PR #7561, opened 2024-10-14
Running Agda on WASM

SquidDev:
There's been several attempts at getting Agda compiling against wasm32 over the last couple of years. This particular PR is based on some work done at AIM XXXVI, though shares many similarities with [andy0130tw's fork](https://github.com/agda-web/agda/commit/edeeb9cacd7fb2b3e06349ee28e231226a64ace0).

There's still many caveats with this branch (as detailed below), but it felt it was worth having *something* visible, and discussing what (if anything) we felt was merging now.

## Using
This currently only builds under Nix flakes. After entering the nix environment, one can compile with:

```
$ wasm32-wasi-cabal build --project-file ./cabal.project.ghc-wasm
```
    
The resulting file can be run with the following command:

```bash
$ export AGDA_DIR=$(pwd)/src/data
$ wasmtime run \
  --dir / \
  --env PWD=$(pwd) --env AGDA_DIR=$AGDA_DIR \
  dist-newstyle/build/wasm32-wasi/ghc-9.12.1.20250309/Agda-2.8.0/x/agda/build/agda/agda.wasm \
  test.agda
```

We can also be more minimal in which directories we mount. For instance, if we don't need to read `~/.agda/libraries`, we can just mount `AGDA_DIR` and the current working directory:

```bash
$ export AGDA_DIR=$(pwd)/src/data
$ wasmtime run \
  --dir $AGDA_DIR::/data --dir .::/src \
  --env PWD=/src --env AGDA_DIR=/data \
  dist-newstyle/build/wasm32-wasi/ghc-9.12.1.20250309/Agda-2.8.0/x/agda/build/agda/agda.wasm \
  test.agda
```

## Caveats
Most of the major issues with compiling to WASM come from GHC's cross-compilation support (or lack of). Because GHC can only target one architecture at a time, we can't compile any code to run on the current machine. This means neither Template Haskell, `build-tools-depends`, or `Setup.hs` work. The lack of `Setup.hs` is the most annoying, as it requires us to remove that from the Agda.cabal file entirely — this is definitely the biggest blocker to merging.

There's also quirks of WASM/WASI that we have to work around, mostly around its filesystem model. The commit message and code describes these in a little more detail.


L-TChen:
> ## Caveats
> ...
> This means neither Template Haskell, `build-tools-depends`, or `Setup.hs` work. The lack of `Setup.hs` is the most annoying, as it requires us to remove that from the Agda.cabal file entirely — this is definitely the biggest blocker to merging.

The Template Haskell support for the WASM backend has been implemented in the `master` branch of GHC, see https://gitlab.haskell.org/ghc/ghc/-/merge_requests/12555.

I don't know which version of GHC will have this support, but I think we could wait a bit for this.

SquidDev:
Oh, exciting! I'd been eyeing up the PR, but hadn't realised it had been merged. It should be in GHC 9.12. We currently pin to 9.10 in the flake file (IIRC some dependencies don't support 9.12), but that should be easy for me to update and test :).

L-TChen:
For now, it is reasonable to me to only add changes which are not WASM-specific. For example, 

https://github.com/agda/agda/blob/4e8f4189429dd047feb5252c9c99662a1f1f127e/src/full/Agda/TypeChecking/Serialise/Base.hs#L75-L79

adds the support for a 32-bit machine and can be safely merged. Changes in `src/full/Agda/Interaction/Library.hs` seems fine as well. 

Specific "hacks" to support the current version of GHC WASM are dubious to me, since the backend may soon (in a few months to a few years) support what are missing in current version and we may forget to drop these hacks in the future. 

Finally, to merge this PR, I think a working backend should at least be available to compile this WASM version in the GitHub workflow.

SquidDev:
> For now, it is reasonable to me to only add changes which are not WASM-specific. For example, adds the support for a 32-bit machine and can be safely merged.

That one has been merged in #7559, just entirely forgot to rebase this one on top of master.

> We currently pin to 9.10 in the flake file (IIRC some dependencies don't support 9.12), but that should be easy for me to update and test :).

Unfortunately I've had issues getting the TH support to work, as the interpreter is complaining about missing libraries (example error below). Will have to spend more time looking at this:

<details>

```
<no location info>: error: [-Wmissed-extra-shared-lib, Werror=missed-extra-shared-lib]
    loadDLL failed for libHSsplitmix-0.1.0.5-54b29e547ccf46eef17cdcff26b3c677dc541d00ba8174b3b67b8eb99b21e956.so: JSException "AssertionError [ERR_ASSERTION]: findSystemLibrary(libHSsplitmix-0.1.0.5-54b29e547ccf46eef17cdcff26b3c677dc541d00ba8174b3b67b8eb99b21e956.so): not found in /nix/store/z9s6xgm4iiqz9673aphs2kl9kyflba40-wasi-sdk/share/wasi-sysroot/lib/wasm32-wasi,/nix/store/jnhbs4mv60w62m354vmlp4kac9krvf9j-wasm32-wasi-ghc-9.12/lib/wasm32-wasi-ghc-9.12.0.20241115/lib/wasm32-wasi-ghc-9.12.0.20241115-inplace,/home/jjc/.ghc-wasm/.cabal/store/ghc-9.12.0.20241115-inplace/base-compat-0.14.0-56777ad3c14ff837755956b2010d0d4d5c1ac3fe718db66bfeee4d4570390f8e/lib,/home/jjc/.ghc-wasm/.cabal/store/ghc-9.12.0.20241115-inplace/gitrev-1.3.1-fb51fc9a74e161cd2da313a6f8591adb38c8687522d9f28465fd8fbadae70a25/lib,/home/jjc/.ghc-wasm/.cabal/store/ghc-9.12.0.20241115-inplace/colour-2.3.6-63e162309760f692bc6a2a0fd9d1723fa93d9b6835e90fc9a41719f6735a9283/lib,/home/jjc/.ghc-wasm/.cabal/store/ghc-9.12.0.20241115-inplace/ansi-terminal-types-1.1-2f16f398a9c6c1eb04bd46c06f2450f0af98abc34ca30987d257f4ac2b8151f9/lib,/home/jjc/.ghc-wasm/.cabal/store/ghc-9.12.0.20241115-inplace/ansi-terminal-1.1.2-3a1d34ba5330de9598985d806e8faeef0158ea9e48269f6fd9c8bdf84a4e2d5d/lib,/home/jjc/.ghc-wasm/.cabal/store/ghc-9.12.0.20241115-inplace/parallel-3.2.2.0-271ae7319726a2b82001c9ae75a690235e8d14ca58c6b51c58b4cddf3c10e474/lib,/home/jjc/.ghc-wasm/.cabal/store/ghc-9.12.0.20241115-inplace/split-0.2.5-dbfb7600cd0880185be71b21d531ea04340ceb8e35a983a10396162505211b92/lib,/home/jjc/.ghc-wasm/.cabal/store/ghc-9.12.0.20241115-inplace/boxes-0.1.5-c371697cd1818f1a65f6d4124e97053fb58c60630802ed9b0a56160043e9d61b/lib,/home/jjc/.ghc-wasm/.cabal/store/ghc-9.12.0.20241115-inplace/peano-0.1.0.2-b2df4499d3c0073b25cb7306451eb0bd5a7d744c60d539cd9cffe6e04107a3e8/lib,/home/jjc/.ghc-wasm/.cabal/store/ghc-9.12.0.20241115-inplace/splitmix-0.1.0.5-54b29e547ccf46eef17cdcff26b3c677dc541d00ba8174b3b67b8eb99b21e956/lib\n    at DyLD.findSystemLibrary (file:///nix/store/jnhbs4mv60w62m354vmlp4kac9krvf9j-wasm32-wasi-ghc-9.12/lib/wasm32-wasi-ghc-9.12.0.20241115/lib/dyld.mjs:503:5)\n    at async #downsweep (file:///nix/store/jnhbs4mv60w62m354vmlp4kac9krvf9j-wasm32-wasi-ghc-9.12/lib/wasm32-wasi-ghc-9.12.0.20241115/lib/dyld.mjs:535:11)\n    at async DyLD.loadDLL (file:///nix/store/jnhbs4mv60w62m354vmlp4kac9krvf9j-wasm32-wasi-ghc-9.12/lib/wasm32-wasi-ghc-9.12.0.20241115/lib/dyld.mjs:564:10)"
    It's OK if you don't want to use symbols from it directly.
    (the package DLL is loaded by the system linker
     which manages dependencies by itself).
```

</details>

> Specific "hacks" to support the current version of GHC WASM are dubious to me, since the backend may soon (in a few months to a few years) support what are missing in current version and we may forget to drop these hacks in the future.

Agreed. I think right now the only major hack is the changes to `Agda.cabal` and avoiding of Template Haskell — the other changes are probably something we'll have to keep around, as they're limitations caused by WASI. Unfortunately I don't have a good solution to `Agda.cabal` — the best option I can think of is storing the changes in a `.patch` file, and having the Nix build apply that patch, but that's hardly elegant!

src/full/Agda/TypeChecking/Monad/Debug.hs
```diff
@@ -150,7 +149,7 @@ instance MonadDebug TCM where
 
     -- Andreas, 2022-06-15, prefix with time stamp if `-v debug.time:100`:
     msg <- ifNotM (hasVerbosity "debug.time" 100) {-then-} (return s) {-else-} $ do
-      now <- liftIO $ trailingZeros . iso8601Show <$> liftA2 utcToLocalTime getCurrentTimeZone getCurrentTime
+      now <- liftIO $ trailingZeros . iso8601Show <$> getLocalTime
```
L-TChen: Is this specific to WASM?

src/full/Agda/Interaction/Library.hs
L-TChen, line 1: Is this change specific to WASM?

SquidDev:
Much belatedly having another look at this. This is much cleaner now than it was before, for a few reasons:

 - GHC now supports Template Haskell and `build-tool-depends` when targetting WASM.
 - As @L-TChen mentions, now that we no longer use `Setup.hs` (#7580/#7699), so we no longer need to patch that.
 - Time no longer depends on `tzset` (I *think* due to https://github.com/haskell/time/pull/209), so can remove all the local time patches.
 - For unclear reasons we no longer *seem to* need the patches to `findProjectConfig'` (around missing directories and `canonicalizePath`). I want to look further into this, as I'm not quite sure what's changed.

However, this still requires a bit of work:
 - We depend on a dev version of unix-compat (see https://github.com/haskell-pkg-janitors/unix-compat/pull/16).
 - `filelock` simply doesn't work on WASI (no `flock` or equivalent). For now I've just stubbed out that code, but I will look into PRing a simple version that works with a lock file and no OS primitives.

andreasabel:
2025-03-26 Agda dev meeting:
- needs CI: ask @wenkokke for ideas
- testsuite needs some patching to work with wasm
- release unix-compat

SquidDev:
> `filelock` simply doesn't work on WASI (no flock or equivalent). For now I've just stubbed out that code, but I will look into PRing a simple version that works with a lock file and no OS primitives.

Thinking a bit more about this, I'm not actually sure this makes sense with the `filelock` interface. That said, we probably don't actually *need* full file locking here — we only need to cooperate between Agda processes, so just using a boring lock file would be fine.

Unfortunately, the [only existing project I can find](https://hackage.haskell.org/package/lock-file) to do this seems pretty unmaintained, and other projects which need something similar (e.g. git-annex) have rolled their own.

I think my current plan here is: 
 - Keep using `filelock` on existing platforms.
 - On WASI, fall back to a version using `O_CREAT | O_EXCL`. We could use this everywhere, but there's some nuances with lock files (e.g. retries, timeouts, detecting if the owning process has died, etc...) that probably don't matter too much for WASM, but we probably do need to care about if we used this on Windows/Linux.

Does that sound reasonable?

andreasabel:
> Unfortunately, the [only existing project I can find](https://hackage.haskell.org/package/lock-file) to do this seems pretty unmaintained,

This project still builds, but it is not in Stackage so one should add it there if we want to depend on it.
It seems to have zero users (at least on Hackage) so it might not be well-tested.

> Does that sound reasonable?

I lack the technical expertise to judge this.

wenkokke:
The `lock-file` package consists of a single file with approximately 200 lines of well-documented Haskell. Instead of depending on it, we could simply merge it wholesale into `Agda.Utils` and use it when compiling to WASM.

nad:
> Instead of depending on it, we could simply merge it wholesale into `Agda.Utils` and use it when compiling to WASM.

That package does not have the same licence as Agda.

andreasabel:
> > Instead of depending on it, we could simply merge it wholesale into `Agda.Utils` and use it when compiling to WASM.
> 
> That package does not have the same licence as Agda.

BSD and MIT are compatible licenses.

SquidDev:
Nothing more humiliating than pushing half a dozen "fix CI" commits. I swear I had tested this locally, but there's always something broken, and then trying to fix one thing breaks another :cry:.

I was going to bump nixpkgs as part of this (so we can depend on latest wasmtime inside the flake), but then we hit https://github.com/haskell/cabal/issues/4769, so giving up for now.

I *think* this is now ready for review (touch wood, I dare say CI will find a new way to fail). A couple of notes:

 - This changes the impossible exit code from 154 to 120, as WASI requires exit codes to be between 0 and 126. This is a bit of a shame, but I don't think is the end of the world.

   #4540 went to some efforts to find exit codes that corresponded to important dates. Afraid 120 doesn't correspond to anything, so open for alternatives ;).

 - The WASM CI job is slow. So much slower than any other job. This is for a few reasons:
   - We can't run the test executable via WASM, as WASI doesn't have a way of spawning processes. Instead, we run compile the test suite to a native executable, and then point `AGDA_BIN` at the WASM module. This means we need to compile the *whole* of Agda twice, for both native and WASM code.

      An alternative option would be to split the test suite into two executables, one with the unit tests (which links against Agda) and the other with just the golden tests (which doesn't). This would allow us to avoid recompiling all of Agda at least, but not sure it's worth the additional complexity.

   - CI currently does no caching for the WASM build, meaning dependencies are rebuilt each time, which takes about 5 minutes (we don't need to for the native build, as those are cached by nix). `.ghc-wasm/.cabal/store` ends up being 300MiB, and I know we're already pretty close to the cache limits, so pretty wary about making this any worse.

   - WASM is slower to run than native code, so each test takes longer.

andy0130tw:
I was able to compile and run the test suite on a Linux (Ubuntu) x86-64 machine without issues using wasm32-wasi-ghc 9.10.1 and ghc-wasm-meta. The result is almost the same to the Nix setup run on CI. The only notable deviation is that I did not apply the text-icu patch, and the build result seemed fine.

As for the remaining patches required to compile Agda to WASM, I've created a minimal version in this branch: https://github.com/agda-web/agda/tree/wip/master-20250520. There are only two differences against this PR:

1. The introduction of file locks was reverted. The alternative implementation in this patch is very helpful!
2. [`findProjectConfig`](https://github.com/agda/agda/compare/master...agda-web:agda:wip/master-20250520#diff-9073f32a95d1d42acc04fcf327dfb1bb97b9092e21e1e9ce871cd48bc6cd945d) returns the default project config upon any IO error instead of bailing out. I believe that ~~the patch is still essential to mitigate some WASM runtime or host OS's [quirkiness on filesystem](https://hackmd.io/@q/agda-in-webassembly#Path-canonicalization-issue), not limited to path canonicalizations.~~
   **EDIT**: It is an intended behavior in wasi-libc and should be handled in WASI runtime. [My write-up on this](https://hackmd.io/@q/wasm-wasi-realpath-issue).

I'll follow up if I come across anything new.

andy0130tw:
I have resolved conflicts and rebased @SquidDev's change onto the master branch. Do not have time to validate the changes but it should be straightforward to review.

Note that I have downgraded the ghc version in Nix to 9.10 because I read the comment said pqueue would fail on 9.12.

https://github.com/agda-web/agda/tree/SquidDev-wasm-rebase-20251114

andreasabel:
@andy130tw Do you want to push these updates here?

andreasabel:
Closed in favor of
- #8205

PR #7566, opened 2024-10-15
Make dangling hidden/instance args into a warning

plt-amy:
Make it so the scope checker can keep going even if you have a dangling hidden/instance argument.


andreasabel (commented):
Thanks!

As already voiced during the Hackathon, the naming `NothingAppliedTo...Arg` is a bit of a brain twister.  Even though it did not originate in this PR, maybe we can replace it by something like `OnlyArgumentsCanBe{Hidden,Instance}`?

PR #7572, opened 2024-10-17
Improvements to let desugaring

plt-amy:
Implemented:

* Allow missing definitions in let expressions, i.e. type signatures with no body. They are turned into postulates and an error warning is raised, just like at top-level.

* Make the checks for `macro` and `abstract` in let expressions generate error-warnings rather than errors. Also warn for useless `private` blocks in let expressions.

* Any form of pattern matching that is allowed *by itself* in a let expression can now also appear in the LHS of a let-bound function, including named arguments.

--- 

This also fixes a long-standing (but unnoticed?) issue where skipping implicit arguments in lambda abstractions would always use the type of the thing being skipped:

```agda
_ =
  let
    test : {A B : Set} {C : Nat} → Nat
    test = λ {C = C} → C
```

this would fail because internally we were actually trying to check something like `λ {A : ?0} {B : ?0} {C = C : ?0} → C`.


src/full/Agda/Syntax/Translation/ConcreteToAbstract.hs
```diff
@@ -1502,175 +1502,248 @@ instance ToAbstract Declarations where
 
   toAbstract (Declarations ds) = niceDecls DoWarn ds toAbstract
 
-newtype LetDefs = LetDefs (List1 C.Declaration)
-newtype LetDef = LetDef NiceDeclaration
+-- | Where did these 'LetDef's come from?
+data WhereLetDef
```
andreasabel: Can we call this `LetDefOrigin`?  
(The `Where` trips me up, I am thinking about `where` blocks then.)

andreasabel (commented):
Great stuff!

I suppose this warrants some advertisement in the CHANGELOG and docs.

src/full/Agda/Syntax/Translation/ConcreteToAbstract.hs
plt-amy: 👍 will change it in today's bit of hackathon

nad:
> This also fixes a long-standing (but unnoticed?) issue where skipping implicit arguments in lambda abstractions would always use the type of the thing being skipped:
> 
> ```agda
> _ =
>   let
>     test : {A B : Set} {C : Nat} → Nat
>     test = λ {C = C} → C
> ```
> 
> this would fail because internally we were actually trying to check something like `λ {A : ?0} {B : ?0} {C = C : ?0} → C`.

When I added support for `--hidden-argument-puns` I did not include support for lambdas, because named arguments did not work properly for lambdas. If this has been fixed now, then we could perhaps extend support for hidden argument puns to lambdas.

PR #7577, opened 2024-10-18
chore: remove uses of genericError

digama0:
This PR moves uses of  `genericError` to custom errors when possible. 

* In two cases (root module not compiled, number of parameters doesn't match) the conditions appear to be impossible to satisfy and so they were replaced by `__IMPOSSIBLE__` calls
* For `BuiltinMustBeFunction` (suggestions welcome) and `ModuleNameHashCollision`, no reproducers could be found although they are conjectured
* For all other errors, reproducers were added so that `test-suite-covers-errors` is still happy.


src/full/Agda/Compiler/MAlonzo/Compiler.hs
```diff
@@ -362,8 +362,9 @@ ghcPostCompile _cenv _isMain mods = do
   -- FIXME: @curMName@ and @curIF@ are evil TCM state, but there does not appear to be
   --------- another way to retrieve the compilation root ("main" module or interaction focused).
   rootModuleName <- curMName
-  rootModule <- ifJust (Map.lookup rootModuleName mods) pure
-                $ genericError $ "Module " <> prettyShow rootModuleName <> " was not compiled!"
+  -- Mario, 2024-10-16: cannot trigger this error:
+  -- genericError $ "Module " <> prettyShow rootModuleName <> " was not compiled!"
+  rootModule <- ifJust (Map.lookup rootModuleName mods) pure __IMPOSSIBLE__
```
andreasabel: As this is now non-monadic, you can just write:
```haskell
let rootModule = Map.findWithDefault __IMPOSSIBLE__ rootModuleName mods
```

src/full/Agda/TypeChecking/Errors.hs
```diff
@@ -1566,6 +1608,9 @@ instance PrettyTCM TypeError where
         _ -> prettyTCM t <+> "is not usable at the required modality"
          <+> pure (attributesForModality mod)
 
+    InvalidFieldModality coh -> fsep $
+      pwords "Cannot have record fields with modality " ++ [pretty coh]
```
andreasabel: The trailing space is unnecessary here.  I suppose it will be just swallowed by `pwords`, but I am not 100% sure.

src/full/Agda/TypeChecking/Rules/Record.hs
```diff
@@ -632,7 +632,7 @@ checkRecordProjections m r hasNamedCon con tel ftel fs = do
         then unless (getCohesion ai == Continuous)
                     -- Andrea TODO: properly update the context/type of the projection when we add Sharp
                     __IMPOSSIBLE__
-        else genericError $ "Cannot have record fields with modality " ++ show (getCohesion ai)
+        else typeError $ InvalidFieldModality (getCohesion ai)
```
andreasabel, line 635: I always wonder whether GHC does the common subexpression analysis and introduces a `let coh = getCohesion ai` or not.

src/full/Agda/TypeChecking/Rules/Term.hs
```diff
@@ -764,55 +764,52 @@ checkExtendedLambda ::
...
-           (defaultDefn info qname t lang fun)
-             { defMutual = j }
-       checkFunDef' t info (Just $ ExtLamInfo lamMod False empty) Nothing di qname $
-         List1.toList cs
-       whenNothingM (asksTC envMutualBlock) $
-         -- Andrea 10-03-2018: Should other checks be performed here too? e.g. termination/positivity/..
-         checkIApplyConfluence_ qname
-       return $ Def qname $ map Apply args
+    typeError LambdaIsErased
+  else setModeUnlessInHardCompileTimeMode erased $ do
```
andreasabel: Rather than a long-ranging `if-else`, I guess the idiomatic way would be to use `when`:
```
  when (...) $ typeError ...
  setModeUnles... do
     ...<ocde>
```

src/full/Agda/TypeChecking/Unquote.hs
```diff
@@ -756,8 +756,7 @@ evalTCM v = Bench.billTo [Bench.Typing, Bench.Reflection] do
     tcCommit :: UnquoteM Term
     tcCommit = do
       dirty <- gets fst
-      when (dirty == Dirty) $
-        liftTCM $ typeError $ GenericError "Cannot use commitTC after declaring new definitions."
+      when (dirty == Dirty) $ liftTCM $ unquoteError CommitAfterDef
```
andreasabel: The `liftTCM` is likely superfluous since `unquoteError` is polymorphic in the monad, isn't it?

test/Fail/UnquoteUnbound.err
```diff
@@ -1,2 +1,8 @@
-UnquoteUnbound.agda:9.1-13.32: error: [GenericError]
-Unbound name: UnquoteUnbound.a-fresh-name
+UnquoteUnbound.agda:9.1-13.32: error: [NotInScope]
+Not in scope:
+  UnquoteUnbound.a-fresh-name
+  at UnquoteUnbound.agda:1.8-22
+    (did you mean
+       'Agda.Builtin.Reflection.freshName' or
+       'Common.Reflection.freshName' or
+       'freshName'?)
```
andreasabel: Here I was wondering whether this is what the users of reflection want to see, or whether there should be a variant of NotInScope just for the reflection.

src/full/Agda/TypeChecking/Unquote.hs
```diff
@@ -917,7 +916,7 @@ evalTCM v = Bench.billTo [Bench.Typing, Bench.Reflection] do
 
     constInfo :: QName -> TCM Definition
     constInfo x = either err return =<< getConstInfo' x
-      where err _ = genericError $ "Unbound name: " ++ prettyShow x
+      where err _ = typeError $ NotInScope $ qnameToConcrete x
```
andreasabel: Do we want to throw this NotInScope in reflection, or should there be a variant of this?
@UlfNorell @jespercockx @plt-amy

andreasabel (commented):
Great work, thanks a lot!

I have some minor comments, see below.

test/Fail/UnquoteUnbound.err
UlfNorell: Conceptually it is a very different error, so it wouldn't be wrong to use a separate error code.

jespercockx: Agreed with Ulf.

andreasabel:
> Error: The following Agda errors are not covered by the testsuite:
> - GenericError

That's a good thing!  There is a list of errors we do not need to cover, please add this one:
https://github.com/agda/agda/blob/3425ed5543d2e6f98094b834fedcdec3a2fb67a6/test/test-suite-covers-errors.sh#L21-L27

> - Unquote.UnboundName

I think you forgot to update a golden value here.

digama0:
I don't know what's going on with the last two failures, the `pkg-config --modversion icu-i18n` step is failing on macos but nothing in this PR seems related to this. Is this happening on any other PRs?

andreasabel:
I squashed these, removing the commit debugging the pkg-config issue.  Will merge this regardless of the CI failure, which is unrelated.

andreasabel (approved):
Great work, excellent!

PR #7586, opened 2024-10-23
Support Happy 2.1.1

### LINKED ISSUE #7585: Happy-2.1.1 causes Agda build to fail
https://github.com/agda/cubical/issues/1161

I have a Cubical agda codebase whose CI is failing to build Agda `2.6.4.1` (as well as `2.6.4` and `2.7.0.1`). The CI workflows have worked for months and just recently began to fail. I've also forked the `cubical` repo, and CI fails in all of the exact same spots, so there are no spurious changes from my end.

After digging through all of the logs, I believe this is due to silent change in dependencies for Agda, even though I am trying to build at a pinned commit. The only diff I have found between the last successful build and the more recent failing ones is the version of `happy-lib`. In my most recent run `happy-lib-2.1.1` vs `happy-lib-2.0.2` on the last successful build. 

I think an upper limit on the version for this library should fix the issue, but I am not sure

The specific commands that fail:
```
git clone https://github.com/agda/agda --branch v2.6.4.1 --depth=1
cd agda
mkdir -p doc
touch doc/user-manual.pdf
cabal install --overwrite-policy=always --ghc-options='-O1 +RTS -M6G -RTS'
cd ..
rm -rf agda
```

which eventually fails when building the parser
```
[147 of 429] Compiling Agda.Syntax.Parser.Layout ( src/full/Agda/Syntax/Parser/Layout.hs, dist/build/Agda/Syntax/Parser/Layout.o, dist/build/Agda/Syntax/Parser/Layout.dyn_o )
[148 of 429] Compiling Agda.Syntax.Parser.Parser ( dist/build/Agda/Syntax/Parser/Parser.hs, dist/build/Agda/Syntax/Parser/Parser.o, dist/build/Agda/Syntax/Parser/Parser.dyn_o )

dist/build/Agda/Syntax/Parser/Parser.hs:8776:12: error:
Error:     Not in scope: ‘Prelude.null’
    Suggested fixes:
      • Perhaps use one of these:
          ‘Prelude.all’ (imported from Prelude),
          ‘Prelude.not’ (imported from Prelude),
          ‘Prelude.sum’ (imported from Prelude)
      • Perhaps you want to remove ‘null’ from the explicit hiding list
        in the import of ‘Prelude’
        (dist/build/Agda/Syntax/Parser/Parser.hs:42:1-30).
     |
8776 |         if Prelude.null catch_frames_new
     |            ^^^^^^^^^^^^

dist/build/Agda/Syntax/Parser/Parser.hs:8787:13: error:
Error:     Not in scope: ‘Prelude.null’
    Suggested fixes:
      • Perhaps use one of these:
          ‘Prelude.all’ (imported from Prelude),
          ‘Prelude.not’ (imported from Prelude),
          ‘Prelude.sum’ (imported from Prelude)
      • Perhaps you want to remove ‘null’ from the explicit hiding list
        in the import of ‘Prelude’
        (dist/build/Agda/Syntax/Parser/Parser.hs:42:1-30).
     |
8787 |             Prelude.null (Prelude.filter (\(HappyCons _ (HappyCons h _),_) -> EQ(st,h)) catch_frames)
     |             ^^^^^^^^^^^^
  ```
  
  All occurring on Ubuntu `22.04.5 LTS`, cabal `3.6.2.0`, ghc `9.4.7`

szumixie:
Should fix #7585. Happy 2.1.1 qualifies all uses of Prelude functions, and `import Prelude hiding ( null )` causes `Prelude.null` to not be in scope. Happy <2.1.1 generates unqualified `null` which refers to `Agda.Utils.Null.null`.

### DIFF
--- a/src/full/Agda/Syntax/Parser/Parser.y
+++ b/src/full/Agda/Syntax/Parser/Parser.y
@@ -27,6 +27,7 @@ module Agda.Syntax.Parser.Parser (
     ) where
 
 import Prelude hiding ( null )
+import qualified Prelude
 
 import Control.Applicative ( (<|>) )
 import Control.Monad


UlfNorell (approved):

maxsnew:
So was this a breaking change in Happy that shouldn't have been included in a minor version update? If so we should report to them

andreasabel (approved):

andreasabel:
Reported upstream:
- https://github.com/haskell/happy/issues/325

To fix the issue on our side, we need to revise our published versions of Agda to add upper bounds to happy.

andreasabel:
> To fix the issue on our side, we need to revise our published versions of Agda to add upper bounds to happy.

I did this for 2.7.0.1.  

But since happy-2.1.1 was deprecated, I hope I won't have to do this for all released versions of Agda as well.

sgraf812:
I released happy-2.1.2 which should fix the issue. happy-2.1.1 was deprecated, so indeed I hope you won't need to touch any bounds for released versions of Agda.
★ ★ ★ ★ ★
» **INSTRUCTIONS TO FOLLOW**:
Note each line of the material holding "evalTCM" and copy it out.

» **RESPONSE AREA**:
@@ -756,8 +756,7 @@ evalTCM v = Bench.billTo [Bench.Typing, Bench.Reflection] do
@@ -917,7 +916,7 @@ evalTCM v = Bench.billTo [Bench.Typing, Bench.Reflection] do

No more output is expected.